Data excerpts
PR #566, opened 2021-09-17
Add GetErrorMessage to rpc package

johanbrandhorst:
This is useful for unwrapping just the message from
a wrapped RPC error.

### DIFF
--- a/private/pkg/rpc/errors.go
+++ b/private/pkg/rpc/errors.go
@@ -369,6 +369,18 @@ func GetErrorCode(err error) ErrorCode {
 	return ErrorCodeInternal
 }
 
+// GetErrorMessage gets the rpc error message, if there is an RPC
+// error in the error chain. If not, it returns an empty string.
+func GetErrorMessage(err error) string {
+	if err == nil {
+		return ""
+	}
+	if rpcErr := new(rpcError); errors.As(err, &rpcErr) {
+		return rpcErr.message
+	}
+	return ""
+}
+
 // IsError returns true if err is an error created by this package.
 //
 // If the error is nil, this returns false.
--- a/private/pkg/rpc/errors_test.go
+++ b/private/pkg/rpc/errors_test.go
@@ -1,0 +1,12 @@
+package rpc
+
+import (
+	"fmt"
+	"testing"
+
+	"github.com/stretchr/testify/require"
+)
+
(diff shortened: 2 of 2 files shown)


private/pkg/rpc/errors.go
```diff
@@ -369,6 +369,18 @@ func GetErrorCode(err error) ErrorCode {
 	return ErrorCodeInternal
 }
 
+// GetErrorMessage gets the rpc error message, if there is an RPC
+// error in the error chain. If not, it returns an empty string.
+func GetErrorMessage(err error) string {
```
amckinney, line 374: The `Error()` implementation below should be sufficient, no?

johanbrandhorst: It isn't used if the error is wrapped. This is used to unwrap the RPC error message only, which is probably what we want to display to users.

amckinney: Ah I see now. The only alternative here would be exporting the `rpcError` type, which isn't what we want. Having a separate getter to access its internal field (like `GetErrorCode`) seems fine.

However, should we just remove all the wrapping in these particular cases so that we can reliably just use `.Error()`? In other words, when is the wrapping actually useful if we just want to extract this bit later on?

johanbrandhorst: Are you suggesting not wrapping errors in the application altogether? They're wrapped to help with pinpointing where the error comes from an add extra context. They're useful for debugging unexpected internal errors, but for RPC errors we don't care for them, since those errors are usually tailored to be seen by the user.

amckinney: Not in general, no - I understand the use case of error wrapping in general. I just figured that it could be another case of https://github.com/bufbuild/buf/pull/564, where the wrapping actually did more harm than good.

johanbrandhorst: We want these richer wrapped errors for unexpected error cases, but we'd still like to have the fine control over what the user sees, so this gives us the best of both worlds, which we don't have yet on the client side.

amckinney: Also discussed offline - it's best to handle this on the server-side rather than the client-side so that every one of our (future) clients get the same, clean error behavior rather than special-casing it for the `buf` CLI.

amckinney (approved):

(Work order) Return all of the entries word for word.

(Solution for this task)
PR #566, opened 2021-09-17
Add GetErrorMessage to rpc package

johanbrandhorst:
This is useful for unwrapping just the message from
a wrapped RPC error.

### DIFF
--- a/private/pkg/rpc/errors.go
+++ b/private/pkg/rpc/errors.go
@@ -369,6 +369,18 @@ func GetErrorCode(err error) ErrorCode {
 	return ErrorCodeInternal
 }
 
+// GetErrorMessage gets the rpc error message, if there is an RPC
+// error in the error chain. If not, it returns an empty string.
+func GetErrorMessage(err error) string {
+	if err == nil {
+		return ""
+	}
+	if rpcErr := new(rpcError); errors.As(err, &rpcErr) {
+		return rpcErr.message
+	}
+	return ""
+}
+
 // IsError returns true if err is an error created by this package.
 //
 // If the error is nil, this returns false.
--- a/private/pkg/rpc/errors_test.go
+++ b/private/pkg/rpc/errors_test.go
@@ -1,0 +1,12 @@
+package rpc
+
+import (
+	"fmt"
+	"testing"
+
+	"github.com/stretchr/testify/require"
+)
+
(diff shortened: 2 of 2 files shown)


private/pkg/rpc/errors.go
```diff
@@ -369,6 +369,18 @@ func GetErrorCode(err error) ErrorCode {
 	return ErrorCodeInternal
 }
 
+// GetErrorMessage gets the rpc error message, if there is an RPC
+// error in the error chain. If not, it returns an empty string.
+func GetErrorMessage(err error) string {
```
amckinney, line 374: The `Error()` implementation below should be sufficient, no?

johanbrandhorst: It isn't used if the error is wrapped. This is used to unwrap the RPC error message only, which is probably what we want to display to users.

amckinney: Ah I see now. The only alternative here would be exporting the `rpcError` type, which isn't what we want. Having a separate getter to access its internal field (like `GetErrorCode`) seems fine.

However, should we just remove all the wrapping in these particular cases so that we can reliably just use `.Error()`? In other words, when is the wrapping actually useful if we just want to extract this bit later on?

johanbrandhorst: Are you suggesting not wrapping errors in the application altogether? They're wrapped to help with pinpointing where the error comes from an add extra context. They're useful for debugging unexpected internal errors, but for RPC errors we don't care for them, since those errors are usually tailored to be seen by the user.

amckinney: Not in general, no - I understand the use case of error wrapping in general. I just figured that it could be another case of https://github.com/bufbuild/buf/pull/564, where the wrapping actually did more harm than good.

johanbrandhorst: We want these richer wrapped errors for unexpected error cases, but we'd still like to have the fine control over what the user sees, so this gives us the best of both worlds, which we don't have yet on the client side.

amckinney: Also discussed offline - it's best to handle this on the server-side rather than the client-side so that every one of our (future) clients get the same, clean error behavior rather than special-casing it for the `buf` CLI.

amckinney (approved):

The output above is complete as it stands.